##### ENTRIES SUPPLIED #####

PR #12140, opened 2022-07-25
Ck/12077 mixins

### LINKED ISSUE #12077: [TS Followup] Change mixins style
There are two styles of mixins suggested by TypeScript [Handbook](https://www.typescriptlang.org/docs/handbook/mixins.html): suggested and alternative one.

Currently, the usage of mixins in ckeditor5 looks like:

```javascript
export default class MyClass { ... }
mix(MyClass, EmitterMixin);
```

After migration to TypeScript, we could use [the alternative pattern](https://www.typescriptlang.org/docs/handbook/mixins.html#alternative-pattern) and translate the above into:

```typescript
class MyClass { ... }
mix(MyClass, EmitterMixin);
interface MyClass extends Emitter {}
export default MyClass;
```

However, when we want to mix both `DomEmitterMixin` and `ObservableMixin`:

```typescript
class MyClass { ... }
mix(MyClass, DomEmitterMixin);
mix(MyClass, ObservableMixin);

// won't work, because listenTo must be identical in all super-interfaces:
// interface MyClass extends DomEmitter, Observable {}

// But type intersection works differently, so let's use that:
type ObservableDomEmitter = DomEmitter & Observable;
interface MyClass extends ObservableDomEmitter {}
export default MyClass;
```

#####

WORK TO BE COMPLETED. Where a line of the records contains the word "DomEmitterMixin", copy that line.

RESPONSE TO THE EXERCISE.
However, when we want to mix both `DomEmitterMixin` and `ObservableMixin`:
mix(MyClass, DomEmitterMixin);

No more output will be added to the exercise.